Fatigue and Cognitive Impairment: The combination of circadian disruption, elevated IL-6, and sleep deprivation can lead to chronic fatigue, brain fog, and difficulty with memory and focus, all of which are symptoms frequently reported during jet lag.
Managing IL-6 During Jet Lag:
To mitigate the effects of elevated IL-6 during jet lag, here are a few strategies:
Maintain Hydration: Dehydration during flights can exacerbate stress and inflammation.

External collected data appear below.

PR #298, opened 2022-03-09
Firestore service

paweljanicki:
#### After

### DIFF
--- a/src/services/FirestoreService.ts
+++ b/src/services/FirestoreService.ts
@@ -1,0 +1,28 @@
+import { addDoc, collection, setDoc, doc, query, where, getDocs } from "firebase/firestore";
+import { IDealRegistrationTokenSwap } from "entities/DealRegistrationTokenSwap";
+import { firebaseDatabase } from "./FirebaseService";
+
+const dealsCollection = "deals";
+
+export class FirestoreService {
+  public async createTokenSwapDeal(registrationData: IDealRegistrationTokenSwap) {
+    await addDoc(collection(firebaseDatabase, dealsCollection), {
+      registrationData,
+      discussions: ["qwe"],
+      votes: ["asd"],
+    });
+  }
+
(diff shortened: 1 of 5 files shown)


firebaseFunctions/src/types.ts
```diff
@@ -0,0 +1,112 @@
...
+interface IClause {
+  id: string,
+  text: string,
+}
+
+interface ITerms {
+  clauses: Array<IClause>,
+}
+
+export interface IDealRegistrationTokenSwap {
```
IonelLupu, line 66: Maybe there is a way to have a "Shared" directory where we can store interfaces used both by frontend and backend?

src/services/utils.ts
```diff
@@ -181,4 +181,9 @@ export class Utils {
 
     documentElement?.style.setProperty(varName, value);
   }
+
+  public static uniqById<T>(collection: Array<T & {id: string}>): Array<T & {id: string}> {
```
IonelLupu, line 185: I would add a type condition to this generic so that only objects that have an actual `id` property can be passed:
```
public static uniqById<T extends {id: string}>(collection: Array<T>): Array<T> {
```

src/services/FirestoreService.ts
```diff
@@ -0,0 +1,309 @@
...
+    );
+  }
+
+  /**
+   * Turns Firestore QuerySnapshot into a collection
+   *
+   * @param querySnapshot QuerySnapshot<DocumentData>
+   * @returns IFirebaseDocument[]
+   */
+  private getDocumentsFromQuerySnapshot(querySnapshot: QuerySnapshot<DocumentData>): Array<IFirebaseDocument> {
```
IonelLupu, line 291: maybe we can add this to the "Shared" directory as well (only if the "Shared" directory idea works in the first place 😄 )

IonelLupu (changes requested):

IonelLupu (approved):

dkent600 (changes requested):
Sending back to be completed

dkent600 (approved):

PR #304, opened 2022-03-09
Fix/submit stage etherscanlink

hiaux0:
⚠️ Note, that this PR goes into the submit-stage branch

## What was done
- add etherscanlink
grafik

- adjust width
before:
grafik
after:
grafik

- [x] tooltip width still needs fix 
BEFORE:
grafik

AFTER:
grafik

### DIFF
--- a/src/resources/elements/primeDesignSystem/ptooltip/ptooltip.ts
+++ b/src/resources/elements/primeDesignSystem/ptooltip/ptooltip.ts
@@ -3,6 +3,9 @@ import "./ptooltip.scss";
 import tippy, { Instance, Placement, Props } from "tippy.js";
 import { bindable } from "aurelia-typed-observable-plugin";
 
+/** Value found by getting width of 42 'M's of font size 14px. */
+const MAX_WIDTH = 560;
+
 @customAttribute("ptooltip")
 export class PTooltip {
   @bindable({primaryProperty: true}) content: string;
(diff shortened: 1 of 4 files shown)


src/resources/elements/primeDesignSystem/ptooltip/ptooltip.ts
```diff
@@ -15,7 +15,12 @@ export class PTooltip {
   private tooltip: Instance;
 
   constructor(private element: Element) {
-    this.tooltip = tippy(this.element, {theme: "prime-design-system"});
+    /** Value found by getting width of 42 'M's of font size 14px. */
+    const maxWidth = 560;
```
IonelLupu, line 19: make it a bindable just in case someone has a really special use case where they want a bigger tooltip

IonelLupu (changes requested):

IonelLupu (approved):

src/resources/elements/primeDesignSystem/ptooltip/ptooltip.ts
```diff
@@ -11,11 +14,15 @@ export class PTooltip {
   @bindable.boolean visible = true;
   @bindable.boolean allowHtml = false;
   @bindable appendTo: Props["appendTo"] | string;
+  @bindable.number maxWidth: number = MAX_WIDTH;
```
dkent600, line 17: why did you make this a bindable?  We have no current use for it.

dkent600 (changes requested):

src/resources/elements/primeDesignSystem/ptooltip/ptooltip.ts
hiaux0: ok will revert

cc @IonelLupu

IonelLupu: I was thinking this is needed in case we will have a tooltip that will exceed this size in the future. Just to be safe. @dkent600

dkent600: Generally best practice is not to code for possible future cases unless we are confident they will be needed.  @IonelLupu

dkent600 (approved):

PR #306, opened 2022-03-09
preserving terms stage clauses view mode

IonelLupu:


src/wizards/tokenSwapDealWizard/stages/termsStage/termsStage.ts
```diff
@@ -53,4 +58,9 @@ export class TermsStage implements IBaseWizardStage {
   checkedForUnsavedChanges() {
     this.hasUnsavedChanges = this.termClauses.filter(viewModel => viewModel.viewMode === "edit").length > 0;
   }
+
+  private getDefaultTermsViewModes(wizardType: WizardType): EditingCard["viewMode"][] {
+    const isACreateWizard = [WizardType.createOpenProposal, WizardType.createPartneredDeal].includes(wizardType);
```
hiaux0, line 63: Future:
Wonder if checks like this can go into WizardService, and if not, what could that class/collection be?
(currently I understand "Service" as a convenience class as well)

```ts
public isACreateWizard(wizardType): boolean {}
```

src/wizards/tokenSwapDealWizard/stages/termsStage/termsStage.ts
```diff
@@ -13,6 +14,7 @@ export class TermsStage implements IBaseWizardStage {
 
   termClauses: TermClause[] = [];
   hasUnsavedChanges = false;
+  stageMetadata: Partial<{ termsViewModes: EditingCard["viewMode"][] }> = {};
```
hiaux0, line 17:
```suggestion
  stageMetadata: { termsViewModes?: EditingCard["viewMode"][] } = {};
```

hiaux0: Played around a bit.
Following makes the `this.stageSettings` type a bit clearer imo

grafik
```ts
type StageSettings = WizardManager["additionalStageMetadata"][number];
type TermsStageSettings = { termsViewModes?: EditingCard["viewMode"][] } & StageSettings

@autoinject
export class TermsStage implements IBaseWizardStage {
  public wizardManager: any;
  public wizardState: IWizardState<IDealRegistrationTokenSwap>;

  termClauses: TermClause[] = [];
  hasUnsavedChanges = false;
  stageSettings: TermsStageSettings = {};

  constructor(
    public wizardService: WizardService,
  ) {
  }

  activate(stageMeta: IStageMeta<StageSettings>): void {
```

hiaux0 (approved):
- Code looks good
- fnality: fixed the original issue

dkent600 (approved):

src/wizards/tokenSwapDealWizard/stages/termsStage/termsStage.ts
IonelLupu: mhm. Yes. Maybe we should add the `StageSettings` type in some place because it will be used many times.

But, there is a catch: `TermsStageSettings`  with `StageSettings` gives access to all the stage's setting and not only to what the users defines in the stage. This means they can access everything and they also need to define the types of those.

I would go with just `type TermsStageSettings = { termsViewModes?: EditingCard["viewMode"][] }` for now until we get to a point where we need to access more than the stage supposed to access

PR #308, opened 2022-03-09
styles(terms): increase specificity

hiaux0:
## What was done
quick fix for styles overwritten

#### Before
grafik

#### After
grafik


dkent600 (changes requested):
Please connect to an issue

dkent600 (approved):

Staying well-hydrated can help manage inflammation levels.
Melatonin Supplementation: Melatonin can help regulate the circadian rhythm, reducing the time it takes for the body to adjust to the new time zone and potentially limiting the release of IL-6.
Light Exposure: Gradually exposing yourself to natural light can help reset the circadian rhythm, which may decrease the inflammatory response triggered by jet lag.
Anti-inflammatory Diet: Incorporating omega-3 fatty acids (from fish or supplements), curcumin, and fruits and vegetables rich in antioxidants can help reduce IL-6 levels during periods of circadian disruption.
In conclusion, jet lag can lead to elevated IL-6 levels, which contributes to fatigue, mood disturbances, and inflammation. Managing stress, sleep, and inflammation during travel can help mitigate the negative effects associated with jet lag.